AstraFlow：資料流導向的強化學習用於代理型LLM

摘要

強化學習（Reinforcement Learning, RL）正被越來越多地用於提升大型語言模型在推理、編碼及工具使用方面的能力，但代理人強化學習（agentic RL）的成本仍然高得令人卻步。將RL擴展到代理人大型語言模型（agentic LLMs），需要支援複雜的工作負載，包括多策略協作訓練，同時有效利用彈性、異質及跨區域的運算資源。現有的LLM RL系統雖然支援其中部分功能，但每次新增擴展通常都需要專門的系統工程。這種負擔源於以訓練器為中心的控制架構，以及缺乏針對RL系統元件的原則性抽象。為解決這些限制，我們提出AstraFlow，一個以資料流為導向的RL系統，它用原則性的元件抽象取代傳統以訓練器為中心的控制。在AstraFlow中，滾動服務（rollout services）、資料流管理及訓練被解耦為自主元件，使系統能夠原生支援複雜的多策略代理人RL工作負載，並有效利用多樣的運算資源。我們在數學、程式碼、搜尋及AgentBench工作負載上評估AstraFlow，結果顯示同一系統無需系統層級的程式碼更改，即可支援多策略訓練、彈性擴展、異質跨區域執行及可組合的資料演算法。在多策略協作訓練中，AstraFlow在達到與現有RL系統相當或更佳準確度的同時，將訓練時間加速了2.7倍。

English

Reinforcement learning (RL) is increasingly used to improve the reasoning, coding, and tool-use capabilities of large language models, but agentic RL remains prohibitively expensive. Scaling RL to agentic LLMs requires supporting complex workloads, including multi-policy collaborative training, while efficiently using elastic, heterogeneous, and cross-region compute resources. Existing LLM RL systems support some of these capabilities, but each new extension often requires dedicated system engineering.

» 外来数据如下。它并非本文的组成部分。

PR #25697, opened 2026-09-01
MobileUI job start — a pushed launchers snapshot can no longer delete a workflow process

teosarca:
## What breaks today

Starting a mobile picking job intermittently deletes the just-started job from the browser's own redux store, about 9 ms after the job screen has painted. The router then finds no such process, redirects home, and the operator is bounced to the applications menu in the middle of starting the job. Nothing is wrong on the server: the job exists, is started, and is assigned — only the client's copy is gone.

Observed rate on the E2E witness spec: 1 failure in 30 executions (3.3%), independently reproduced at 1 in 31 (3.2%) in an instrumented capture. Pooled 2 of 61 = 3.3%. An exact-binomial 95% CI for 1/30 is roughly 0.1%–17%, so treat 3.3% as an order of magnitude, not a precise rate.

## Root cause — captured, not inferred

`containers/wfLaunchersScreen/useLaunchers.js` dispatched a launchers snapshot arriving over the **websocket push** as `POPULATE_LAUNCHERS_COMPLETE`, stamping it with `requestTimestamp: Date.now()` — the browser's **receipt** time. The `wfProcesses` garbage collector (`reducers/wfProcesses/workflow.js`) reads that stamp as "this snapshot knows about everything older than itself" and removes any process the snapshot does not list. A snapshot the server had computed **before** the job existed therefore looks newer than the job, and the collector deletes it.

The instrumented capture of the natural failure, all timestamps epoch ms:

| event | timestamp |
|---|---|
| server computed the launchers snapshot (`computedTime` `2026-09-01T08:32:55.868Z`) | 1788251575868 |
| `POST /userWorkflows/wfProcess/start` issued | 1788251576019.9 |
| start returned 200, job `picking-1000013` | 1788251576066.7 |
| job enters the store (`updatedAt`) | 1788251576066 |
| **websocket frame received -> job DELETED** | **1788251576075.6** |
| app pushes `/mobile/picking/wf/picking-1000013` -> `/mobile/` | ~1788251576077 |

The snapshot was computed 151 ms before the start request was even issued and 198 ms before the job entered the store, spent ~207 ms in flight, and arrived 9 ms after it. The guard arithmetic with the receipt stamp:

```
updatedAt 1788251576066 >= launchersFetchStartedAt 1788251576075  ->  FALSE  ->  delete
```

The prune record names the route the operator was on when it fired: `removed:["picking-1000013"] … keysAfter:[] … route:"/mobile/picking/wf/picking-1000013"`.

Two further facts from the same capture that shaped the fix:

- **The websocket site is the sole exposure and does no useful work.** 92 prunes across 31 executions: **91 came from the requested (REST) snapshot**, every one a legitimate collection of a job the operator had already left (margin +30..+61 ms, guard held on all 91); **1 came from the websocket push** (margin +9 ms) and killed the live job. The push path produced *zero* legitimate collections.
- **The margin is narrow, not comfortable.** Over the 20 executions that had a push inside the window, 19 margins were on the safe side and 1 was positive (+8.3 ms, the failure) — but the mode sits only ~15–20 ms from zero. `WebSocketProducersRegistry` schedules the launchers producer at `initialDelayMillis = 1000, periodMillis = 1000` and nulls the last-result holder on subscribe, so the first poll after a subscribe always pushes: the staleness that matters is the 1000 ms poll phase plus ~200 ms compute-and-transport lag. This is **not** specific to the second job start in the test — an operator who dwells longer than ~1 s on the launcher list is exposed on the first start too.

## The fix — three parts

**1. A pushed snapshot gets its own action type, so it structurally cannot delete.** New `POPULATE_LAUNCHERS_PUSHED` (`constants/LaunchersActionTypes.js`) + `populateLaunchersPushed` (`actions/LauncherActions.js`), deliberately carrying **no** `requestTimestamp`. `reducers/wfProcesses/workflow.js` does not handle the new type at all, so a push cannot prune; `reducers/launchers.js` handles it exactly like the requested type, so the visible job list keeps refreshing at unchanged cadence. The explicitly **requested** snapshot stamps at request-issue time and therefore can never over-state its own freshness — it keeps doing all garbage collection (91 of 91 legitimate collections in the capture came from it).

Attaching the delete power to the **action type** rather than to a comment is the point: a future second consumer of launchers data cannot silently acquire delete power, it has to pick the deleting type on purpose. The two premises the remaining delete path rests on are stated in the code next to the guard: requested snapshots are never served from cache (`WorkflowRestController` leaves `maxStaleAccepted` unset, default `Duration.ZERO` forces a recompute), and the requested fetch is dispatched only from the launchers screen the operator has left (`useLaunchers.js` is the only non-test dispatcher).

**2. A torn-down subscription no longer writes to the store** (`api/launchers.js`). `ws.disconnectClient` is asynchronous, so the broker can still deliver a frame after the effect's cleanup ran and the screen unmounted — in the captured failure the STOMP `DISCONNECT` was logged **before** the deleting `MESSAGE`. A per-effect `subscriptionActive` flag is cleared first thing in the cleanup and the inner frame handler returns immediately once it is unset. This is **co-primary with part 1, not hygiene**: on its own it would also have prevented the captured failure. The two defects are co-present at n=1, which cannot rank them; each closes a path the other leaves open — a stamping fix does not stop an unmounted screen from writing, and a teardown fix does not stop a mounted screen from stamping wrongly.

**3. The E2E job-start helpers recover when the app lands on the applications menu** (`e2e/mobile-webui/tests/utils/screens/`). `tapLauncherUntilJobScreen` only re-tapped while the launcher list was still attached; on a bounce neither the launcher list nor the job screen is attached, so the loop broke out and burned its remaining attempts on the trailing 20 s screen wait — the exact shape of the observed failure. The decision now lives in `tests/utils/screens/jobStartRecovery.js` and distinguishes three outcomes: back on the launcher list, recovered by re-entering the application from the menu, or unknown — in which case the caller must **not** re-tap, because a start may still be in flight and a blind re-tap could double-start the workflow. Wired into all three tap sites (`tapLauncherUntilJobScreen`, `PickingJobsListScreen.startJob`'s `documentNo` branch — which tapped once with no retry at all — and `DistributionJobsListScreen.startJob`), sharing one bounded budget. **No timeout was lengthened**; raising the 20 s `#WFProcessScreen` gate would hide a real user-facing bounce.

## Why not compare the server's `computedTime` (rejected on purpose)

The payload already carries the server instant, and the counterfactual works on the captured data:

```
updatedAt 1788251576066 >= computedTime 1788251575868  ->  TRUE   ->  KEEP
```

It was still rejected, for two reasons, so please do not propose it in review:

- **Two incompatible wire formats.** The same DTO serialises `computedTime` as an ISO-8601 string over the websocket and as an epoch-seconds float over REST.
- **Cross-clock comparison.** It is a *server* instant being compared against a *browser* `Date.now()` on a handheld, i.e. correctness would depend on clock agreement between two machines.

Removing the push's ability to prune needs neither.

## Deliberately unchanged

- No backend change; no change to what the launchers list contains, nor to the push cadence.
- Garbage collection frequency is unchanged: the requested fetch fires on every mount of the job-list screen, and the operator must pass through that screen to start any job.
- The 20 s `#WFProcessScreen` arrival gate in the E2E helpers is not lengthened.
- Residual, accepted and already documented in `reducers/wfProcesses/workflow.js`: the surviving requested-snapshot path still compares two wall-clock `Date.now()` values, so a backward clock adjustment between the two stamps could still invert that comparison.

## Automated tests added by this PR

**The load-bearing evidence is the deterministic tests below, not a repeat count.** At p ≈ 3.3% per execution, a 30× green run of the E2E witness carries only ~62% power to have caught the bug, and 10 executions only ~28% — so a green repeat run is necessary but nowhere near sufficient, and the invariant is pinned deterministically instead.

Jest (mobile-webui frontend), each written RED first and shown to fail before the production change:

| test | pins |
|---|---|
| `__tests__/reducers/wfProcesses/pushedLaunchersSnapshotNeverDeletes.test.js` | the invariant: a push never removes a process, parametrised over the whole timestamp matrix (frame long after the job, the captured +9 ms margin, same millisecond, before the job, no `computedTime` at all) plus an empty launchers list, asserting the `wfProcesses` state is deep-equal to a copy taken before the push. A 7th case pins that the push still refreshes the visible list |
| `__tests__/reducers/wfProcesses/websocketLaunchersReceiptStampDeletesStartedProcess.test.js` | the captured interleaving replayed at reducer level with the captured epoch values (−198 ms / +9 ms), with a passing control on the requested route |
| `__tests__/containers/wfLaunchersScreen/websocketLaunchersReceiptStamp.test.js` | the same failure at hook level, driving the real `onWebsocketMessage` callback `useLaunchers` passes to `useLaunchersWebsocket`, so the dispatched action is produced by production code and not mirrored by the test |
| `__tests__/containers/wfLaunchersScreen/launchersFrameAfterTeardownIgnored.test.js` | a frame delivered after unmount never reaches the outer callback (fails with 1 call before the fix); its control — the identical frame while still mounted — passes, so the failure is about teardown, not wiring |
| `__tests__/containers/applicationRoot/ApplicationLayout.deadDeepLink.test.js` | the preserved behaviour: a job route for a process that never arrives still fires exactly one `goHome()` |
| `e2e/mobile-webui/tests/harness/jobStartRecovery.test.js` | the recovery decision for all four outcomes, browserless (a scripted fake page), because after the production fix the real E2E runs no longer reach this branch |

`ApplicationLayout.deadDeepLink.test.js` is **new and self-contained on purpose**: the pre-existing guard for the same behaviour, `__tests__/containers/applicationRoot/ApplicationLayout.bounceHome.test.js`, cannot run on this base branch at all — it mocks `apps/picking/ShelfLifeConfirmDialogHost`, which exists only on `new_dawn_uat` and `intensive_care_hotfix`, so it reports `Tests: 0 total` and has been dead here since it landed. The replacement was mutation-tested: it kills the pre-fix synchronous redirect, the removal of the deferred redirect, and the removal of the null-render guard.

**Note for reviewers:** mobile-webui jest is not executed by the pipeline at all — the step is commented out in `docker-builds/Dockerfile.mobile` — so the jest suites above run only locally. The `mobile test` CI job is the Playwright suite.

## Reviewer reading order

1. `constants/LaunchersActionTypes.js` and `actions/LauncherActions.js` — the new push-only action type and why it carries no timestamp.
2. `reducers/wfProcesses/workflow.js` — the comment block above the surviving delete case states the two premises the fix rests on.
3. `containers/wfLaunchersScreen/useLaunchers.js` and `reducers/launchers.js` — the push is re-routed; the visible list is unaffected.
4. `api/launchers.js` — the teardown flag.
5. `e2e/mobile-webui/tests/utils/screens/jobStartRecovery.js` — note the "unknown" outcome must not authorise a re-tap.

Commits are ordered RED-then-GREEN in pairs, so each production change can be read against the test that failed without it.

## Propagation

The defect is in shared core code (`misc/services/mobile-webui/`), so every branch family carrying these files is exposed. All touched files exist on `soft_panda_hotfix`, `soft_panda_release`, `new_dawn_uat`, `deep_tundra_release` and `intensive_care_hotfix`; the GRAI witness spec is absent on the last two, but the distribution twin `trolley.spec.js` exists everywhere. Merging up from the base branch of this PR is the intended route; each step to be proven by ancestry rather than assumed.

### DIFF
--- a/e2e/mobile-webui/tests/harness/jobStartRecovery.test.js
+++ b/e2e/mobile-webui/tests/harness/jobStartRecovery.test.js
@@ -1,0 +1,90 @@
+import { test } from '../../playwright.config';
+import { expect } from '@playwright/test';
+import { setCurrentPage } from '../utils/common';
+import { recoverToLauncherList } from '../utils/screens/jobStartRecovery';
+
+/**
+ * AC6 — the recovery DECISION, driven against a scripted fake page, with no browser.
+ *
+ * Why this harness test exists: once the production fix lands, the app no longer lands on the
+ * applications menu during a job start, so the repeated real E2E runs never execute the recovery
+ * branch at all. `node --check` only proves the file parses. This is the only test that actually RUNS
+ * the recovery logic across all of its outcomes.
+ *
+ * How it can be browserless: tests/utils/common.js exports setCurrentPage(currentPage), which assigns
+ * the module-level `page` every screen helper reads. A test that does NOT destructure the `page`
+ * fixture never launches a browser, so it can install a fake and drive the helper against it.
+ *
+ * NEVER declare `{ page }` in a test signature in this file — that pulls in the real browser fixture
+ * (playwright.config.js's `page` override calls setCurrentPage(realPage)) and overwrites the fake.
+ *
+ * Scope note: this targets `recoverToLauncherList` rather than `tapLauncherUntilJobScreen`, because
+ * that one cannot be driven with a fake page at all — `resolveLauncherTapTarget` calls
+ * `expect(locator).toHaveCount(1)`, and Playwright's `expect` only accepts a real Locator. That is
+ * exactly why the recovery decision lives in its own module with no `expect` in it.
+ */
+
+// Which selectors are currently attached to the fake DOM.
+let attached = {};
+// Selector -> the attachment changes a tap on it causes (the navigation it triggers).
+let afterTap = {};
+// Every selector tapped, in order.
+let tapped = [];
+
+const fakePage = {
+    locator: (selector) => ({
+        waitFor: async () => {
+            if (!attached[selector]) {
+                throw new Error(`fakePage: ${selector} is not attached`);
+            }
+        },
+        tap: async () => {
+            tapped.push(selector);
+            Object.assign(attached, afterTap[selector] ?? {});
+        },
+    }),
+};
+
+test.beforeEach(() => {
+    attached = {};
+    afterTap = {};
+    tapped = [];
+    setCurrentPage(fakePage);
+});
+
+test('recoverToLauncherList: already back on the launcher list -> launcherList, no tap', async () => {
+    attached['#WFLaunchersScreen'] = true;
+
+    const outcome = await recoverToLauncherList({ applicationId: 'picking' });
+
+    expect(outcome).toBe('launcherList');
+    expect(tapped).toEqual([]);
+});
+
+test('recoverToLauncherList: landed on the applications menu and re-entry succeeds -> recovered', async () => {
+    attached['#ApplicationsListScreen'] = true;
+    afterTap['#picking-button'] = { '#WFLaunchersScreen': true };
+
+    const outcome = await recoverToLauncherList({ applicationId: 'picking' });
+
+    expect(outcome).toBe('recovered');
+    expect(tapped).toEqual(['#picking-button']);
+});
+
+test('recoverToLauncherList: neither screen attached (a navigation still in flight) -> unknown, no tap', async () => {
+    const outcome = await recoverToLauncherList({ applicationId: 'picking' });
+
+    expect(outcome).toBe('unknown');
+    expect(tapped).toEqual([]);
+});
+
+// This case matters most: a broken re-entry must never authorise a re-tap of the launcher, which
+// could double-start the workflow.
+test('recoverToLauncherList: menu attached but re-entry does not bring up the list -> unknown', async () => {
+    attached['#ApplicationsListScreen'] = true;
+
+    const outcome = await recoverToLauncherList({ applicationId: 'picking' });
+
+    expect(outcome).toBe('unknown');
+    expect(tapped).toEqual(['#picking-button']);
+});
--- a/e2e/mobile-webui/tests/harness/jobStartRecovery.test.js
+++ b/e2e/mobile-webui/tests/harness/jobStartRecovery.test.js
@@ -4,12 +4,10 @@ import { setCurrentPage } from '../utils/common';
 import { recoverToLauncherList } from '../utils/screens/jobStartRecovery';
 
 /**
- * AC6 — the recovery DECISION, driven against a scripted fake page, with no browser.
+ * The recovery DECISION, driven against a scripted fake page, with no browser.
  *
- * Why this harness test exists: once the production fix lands, the app no longer lands on the
- * applications menu during a job start, so the repeated real E2E runs never execute the recovery
- * branch at all. `node --check` only proves the file parses. This is the only test that actually RUNS
- * the recovery logic across all of its outcomes.
+ * A job start does not normally land on the applications menu, so a real E2E run never exercises the
+ * recovery branch. This is the only test that runs the recovery decision across all of its outcomes.
  *
  * How it can be browserless: tests/utils/common.js exports setCurrentPage(currentPage), which assigns
  * the module-level `page` every screen helper reads. A test that does NOT destructure the `page`
--- a/misc/services/mobile-webui/mobile-webui-frontend/src/constants/LaunchersActionTypes.js
+++ b/misc/services/mobile-webui/mobile-webui-frontend/src/constants/LaunchersActionTypes.js
@@ -11,7 +11,7 @@ export const POPULATE_LAUNCHERS_COMPLETE = 'launchers/loadComplete';
  * @constant
  * @type {string}
  */
-export const POPULATE_LAUNCHERS_PUSHED = 'launchers/pushedByServer';
+export const POPULATE_LAUNCHERS_PUSHED_BY_SERVER = 'launchers/pushedByServer';
 
 export const CLEAR_LAUNCHERS = 'launchers/clear';
 export const SET_ACTIVE_FILTERS = 'launchers/activeFilters/set';
--- a/misc/services/mobile-webui/mobile-webui-frontend/src/constants/LaunchersActionTypes.js
+++ b/misc/services/mobile-webui/mobile-webui-frontend/src/constants/LaunchersActionTypes.js
@@ -6,13 +6,12 @@ export const POPULATE_LAUNCHERS_START = 'launchers/loadStart';
 export const POPULATE_LAUNCHERS_COMPLETE = 'launchers/loadComplete';
 
 /**
- * A launchers snapshot PUSHED over the websocket. Deliberately a DIFFERENT type from
- * POPULATE_LAUNCHERS_COMPLETE: a push carries no request-issued time, so it can never prove a workflow
- * process is gone, and reducers/wfProcesses/workflow.js must not handle it. See the comment there.
+ * A launchers snapshot the server pushed over the websocket, as opposed to one this client requested.
+ * A separate type from POPULATE_LAUNCHERS_COMPLETE so that no reducer can prune on it.
  * @constant
  * @type {string}
  */
-export const POPULATE_LAUNCHERS_PUSHED = 'launchers/loadPushed';
+export const POPULATE_LAUNCHERS_PUSHED = 'launchers/pushedByServer';
 
 export const CLEAR_LAUNCHERS = 'launchers/clear';
 export const SET_ACTIVE_FILTERS = 'launchers/activeFilters/set';
--- a/misc/services/mobile-webui/mobile-webui-frontend/src/constants/LaunchersActionTypes.js
+++ b/misc/services/mobile-webui/mobile-webui-frontend/src/constants/LaunchersActionTypes.js
@@ -4,6 +4,16 @@
  */
 export const POPULATE_LAUNCHERS_START = 'launchers/loadStart';
 export const POPULATE_LAUNCHERS_COMPLETE = 'launchers/loadComplete';
+
+/**
+ * A launchers snapshot PUSHED over the websocket. Deliberately a DIFFERENT type from
+ * POPULATE_LAUNCHERS_COMPLETE: a push carries no request-issued time, so it can never prove a workflow
+ * process is gone, and reducers/wfProcesses/workflow.js must not handle it. See the comment there.
+ * @constant
+ * @type {string}
+ */
+export const POPULATE_LAUNCHERS_PUSHED = 'launchers/loadPushed';
+
 export const CLEAR_LAUNCHERS = 'launchers/clear';
 export const SET_ACTIVE_FILTERS = 'launchers/activeFilters/set';
 export const CLEAR_ACTIVE_FILTERS = 'launchers/activeFilters/clear';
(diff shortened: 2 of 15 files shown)


misc/services/mobile-webui/mobile-webui-frontend/src/constants/LaunchersActionTypes.js
```diff
@@ -4,6 +4,16 @@
...
 export const POPULATE_LAUNCHERS_COMPLETE = 'launchers/loadComplete';
+
+/**
+ * A launchers snapshot PUSHED over the websocket. Deliberately a DIFFERENT type from
+ * POPULATE_LAUNCHERS_COMPLETE: a push carries no request-issued time, so it can never prove a workflow
+ * process is gone, and reducers/wfProcesses/workflow.js must not handle it. See the comment there.
+ * @constant
+ * @type {string}
+ */
+export const POPULATE_LAUNCHERS_PUSHED = 'launchers/loadPushed';
```
teosarca: * why is better to have a new action then reusing POPULATE_LAUNCHERS_COMPLETE  and providing some flag/indicator?
* isn't it very weird/misleading reading loadComplete and loadPushed?! feels like AI slop/chaos in progress...

misc/services/mobile-webui/mobile-webui-frontend/src/reducers/wfProcesses/workflow.js
```diff
@@ -45,6 +45,20 @@ export const workflowReducer = ({ draftState, action }) => {
       return draftState;
     }
 
+    // Only a REQUESTED launchers snapshot may prune. Pushed snapshots have their own action type
```
teosarca: wow, a half-page of AI slop. be CSP

misc/services/mobile-webui/mobile-webui-frontend/src/containers/wfLaunchersScreen/useLaunchers.js
```diff
@@ -54,9 +54,12 @@ export const useLaunchers = ({ applicationId, showFilterByQRCode, facets, filter
     filters,
     facets,
     onWebsocketMessage: ({ applicationId, applicationLaunchers }) => {
-      // A websocket push carries no request-issued time; it reflects current server state, so use
-      // receipt time. This preserves the pre-existing GC behaviour for pushed snapshots.
-      onNewLaunchers({ applicationId, applicationLaunchers, requestTimestamp: Date.now() });
+      // A pushed snapshot refreshes the visible list but must never be able to remove a workflow process:
```
teosarca: not sure what good this comment brings besides AI slop

e2e/mobile-webui/tests/harness/jobStartRecovery.test.js
```diff
@@ -0,0 +1,90 @@
+import { test } from '../../playwright.config';
+import { expect } from '@playwright/test';
+import { setCurrentPage } from '../utils/common';
+import { recoverToLauncherList } from '../utils/screens/jobStartRecovery';
+
+/**
+ * AC6 — the recovery DECISION, driven against a scripted fake page, with no browser.
```
teosarca: AC6 of what? pls review this and respect our guidelines, making comments timeless

misc/services/mobile-webui/mobile-webui-frontend/src/constants/LaunchersActionTypes.js
teosarca: **Resolution (dev):** Two separate points, answered separately.

**Why a new action type rather than a flag on `POPULATE_LAUNCHERS_COMPLETE`:** a flag has to be read and branched on, so the delete path stays reachable and is merely suppressed — one wrong condition, one refactor, or one future dispatcher that forgets the flag, and a live job gets deleted off the operator's screen again. With a separate type the reducer simply has no case for, that path is unreachable rather than conditionally skipped. Verified there is no fallthrough: `reducers/wfProcesses/workflow.js` has exactly one case calling `removeWFProcessesFromState`, and a grep of the whole `reducers/` tree finds no other consumer of either launcher action type. A new consumer would have to pick the pruning type on purpose.

**The naming — you are right, and it is changed.** `loadComplete` / `loadPushed` read as two spellings of the same verb and hid the only thing that matters, which is who initiated the snapshot. The value is now `launchers/pushedByServer`, so the pair reads as two different origins: this client asked for it, versus the server pushed it. I left the pre-existing `POPULATE_LAUNCHERS_COMPLETE` constant alone rather than renaming a symbol used by the REST path in a fix that is not about it. https://github.com/metasfresh/metasfresh/commit/fa5380724eb

misc/services/mobile-webui/mobile-webui-frontend/src/reducers/wfProcesses/workflow.js
teosarca: **Resolution (dev):** Agreed. Cut from 15 lines to 3, keeping only what is not derivable from the code — that a requested snapshot is stamped when the request was issued and so cannot claim knowledge of a job started later, and that attaching the prune to the action type is what keeps it unreachable by accident. The cache and dispatcher-provenance paragraphs are gone: both are facts about other files that would rot here. https://github.com/metasfresh/metasfresh/commit/fa5380724eb

misc/services/mobile-webui/mobile-webui-frontend/src/containers/wfLaunchersScreen/useLaunchers.js
teosarca: **Resolution (dev):** Agreed, it restated the code. Cut to two lines that carry the one non-obvious fact: this must not be routed through `populateLaunchersComplete`, because that action type is the one carrying the power to prune workflow processes. https://github.com/metasfresh/metasfresh/commit/fa5380724eb

e2e/mobile-webui/tests/harness/jobStartRecovery.test.js
teosarca: **Resolution (dev):** Both faults fixed, and treated as a class rather than this one line. A bare criterion number has no referent for anyone reading the code without that document in front of them, so it carried no information; and comments must not encode the process that produced the change.

Swept every file this branch touches: **13 acceptance-criterion labels and 3 requirements-document references across 6 files**, all replaced with a plain statement of what the code guarantees. A re-run of the sweep now returns nothing. The specific line you flagged now opens with what the test actually does — exercising the recovery decision against a scripted fake page with no browser — and its rationale is stated as a permanent property rather than as a story about the fix landing. https://github.com/metasfresh/metasfresh/commit/fa5380724eb

misc/services/mobile-webui/mobile-webui-frontend/src/constants/LaunchersActionTypes.js
```diff
@@ -4,6 +4,15 @@
...
 export const POPULATE_LAUNCHERS_START = 'launchers/loadStart';
 export const POPULATE_LAUNCHERS_COMPLETE = 'launchers/loadComplete';
+
+/**
+ * A launchers snapshot the server pushed over the websocket, as opposed to one this client requested.
+ * A separate type from POPULATE_LAUNCHERS_COMPLETE so that no reducer can prune on it.
+ * @constant
+ * @type {string}
+ */
+export const POPULATE_LAUNCHERS_PUSHED = 'launchers/pushedByServer';
```
teosarca: i think POPULATE_LAUNCHERS_PUSHED name shall align with its value "pushedByServer"

teosarca: **Resolution (dev):** Fixed, and you were right about the underlying cause too — I renamed the value with a script in the previous commit and never re-read the result, which is how the symbol and its value ended up disagreeing.

`POPULATE_LAUNCHERS_PUSHED` -> `POPULATE_LAUNCHERS_PUSHED_BY_SERVER`, and the action creator `populateLaunchersPushed` -> `populateLaunchersPushedByServer`, so symbol and value both say `pushedByServer`. All 6 call sites updated; a grep for the old names returns nothing.

Reading the files back properly also turned up three things my earlier sweep had missed, all now fixed in the same commit: three comment blocks the scripted edit had left ungrammatical, and process narration that survived because the sweep only matched criterion labels — `THE RED`, `passes before and after the fix`, `used to call`, `on the old path`, and a test case name reading `today's guard`. Those are exactly the non-timeless framing you objected to, so the sweep pattern was too narrow and has been widened.

19 tests pass, lint clean. https://github.com/metasfresh/metasfresh/commit/ce9b16221c1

This burden arises from trainer-centered control architectures and the lack of principled abstractions for RL system components. To address these limitations, we propose AstraFlow, a dataflow-oriented RL system that replaces conventional trainer-centered control with principled component abstractions. In AstraFlow, rollout services, dataflow management, and training are decoupled into autonomous components, enabling the system to natively support complex multi-policy agentic RL workloads and efficiently exploit diverse compute resources. We evaluate AstraFlow across math, code, search, and AgentBench workloads, showing that the same system supports multi-policy training, elastic scaling, heterogeneous cross-region execution, and composable data algorithms without system-level code changes. In multi-policy collaborative training, AstraFlow achieves comparable or better accuracy than existing RL systems while speeding up training time by 2.7x.